A group of Southern operatives attempted to burn New York City on November 25, 1864.  The plot was orchestrated by Jacob Thompson and the operatives infiltrated Union territory from Canada.  On the night of November 25, the group attempted to simultaneously start fires in 19 hotels, a theater, and P.T. Barnum’s museum. The objective was to overwhelm the city’s firefighting resources by distributing the fires around the city.  Most of the fires either failed to start or were contained quickly.

This account is from the December 10, 1864, issue of The Prescott Journal.

The New York Incendiaryism.

It is ascertained that most of the persons engaged in the recent attempt to burn New York came from Canada—most of them from Toronto and vicinity.  Most of the conspirators were officers in the rebel army, and had served as guerrillas in Kentucky and Missouri.  The movements of the incendiaries were arranged very uniformly.  At each of the hotels they appeared in the character of travelers desiring rooms for a few days.  They carried small black leather valises, put a fictitious name on the hotel books, and carried their own baggage to their rooms.

The buildings fired were the Astor House, Belmont, Hanna, Lovejoy, Tammany, Metropolitan, St. Nicholas, Fifth Avenue, United States, New England, Lafarge and St. James Hotels and Barnum’s Museum.  Fires were also discovered in some vessels at the wharves.

The original plan was to simultaneously fire hotels at the lower and upper portions of the city, and while the fire department and police had their attention attracted to these portions of the city, to fire hotels and other public buildings at more central points.  The next step would have been to have fired shipping, beginning with hay barges alongside ships and steamers.  During this, three of the gang were to attempt the destruction of the iron-clads now in the harbor.  They had provided themselves with numerous appliances, among which was a large quantity of Greek fire.  As nearly as possible, these steps were to be taken together, or so close upon each other as to render detection by the police almost impossible.  The failure in nearly all cases is attributed to the incendiaries neglecting to open windows. In every hotel the windows and transoms were tightly closed, thus giving no air to the flames.
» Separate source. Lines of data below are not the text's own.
PR #8641, opened 2016-07-28
vagrant: add heartbeats / retries

rjeczalik:
When internet connection on user host (e.g. laptop) goes off and
a vagrant.up operation was in progress, eventual result of the
operation may be lost  due to kite ignoring send errors.

For now adding heartbeats for terraformplugin/vagrant <-> klient/vagrant
communication as it is a blanket cover for all networking edge-cases
that are not currently handled with kite.

The proper fix would be in the longer term to make kite guarantee
any successfful call is always sent (e.g. by queueing messages
during outages).

### DIFF
--- a/go/src/koding/klient/vagrant/handlers.go
+++ b/go/src/koding/klient/vagrant/handlers.go
@@ -9,10 +9,12 @@ import (
 	"path/filepath"
 	"strings"
 	"sync"
+	"time"
 
 	"koding/klient/tunnel/tlsproxy/pem"
 
 	"github.com/boltdb/bolt"
+	"github.com/cenkalti/backoff"
 	"github.com/hashicorp/go-multierror"
 	"github.com/koding/kite"
 	"github.com/koding/kite/dnode"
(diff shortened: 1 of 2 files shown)


go/src/koding/klient/vagrant/handlers.go
```diff
@@ -522,8 +549,20 @@ func (h *Handlers) watchCommand(r *kite.Request, filePath string, fn func() (<-c
...
 	}()
 
 	return true, nil
 }
+
+func retry(op func() error) {
+	retry := backoff.NewExponentialBackOff()
+	retry.MaxElapsedTime = 2 * time.Minute
+	retry.MaxInterval = 10 * time.Second
+	retry.Reset()
```
cihangir: i think Reset is not mandatory here

rjeczalik:
You're right, it's not, only needed if InitialInterval was changed.

go/src/koding/klient/vagrant/handlers.go
rjeczalik: You're right, it's not, only needed if InitialInterval was changed.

The detectives say the whole force detailed for the work had not arrived in time.  It was fixed for Sunday, December 4th, but fears of discovery and frustration led to the premature attempt.

Among those arrested is the treasurer of the gang, with a considerable sum in gold in his possession.

Gen. Dix [John A. Dix] issued an order in relation to the plot, in which he says :  “A nefarious attempt has been made to set fire to the principal hotels and other places of public resort in this city.  If this attempt had succeeded, it would have resulted in a frightful sacrifice of life and property.  Evidences of extensive combination and other facts disclosed to-day show it to have been the work of rebel emissaries and agents.  All such persons engaged in secret acts of hostility can only be regarded as spies, subject to martial law and to the penalty of death.  If they are detected they will be immediately brought before a court martial or military commission, and if convicted, they will be executed without the delay of a single day.”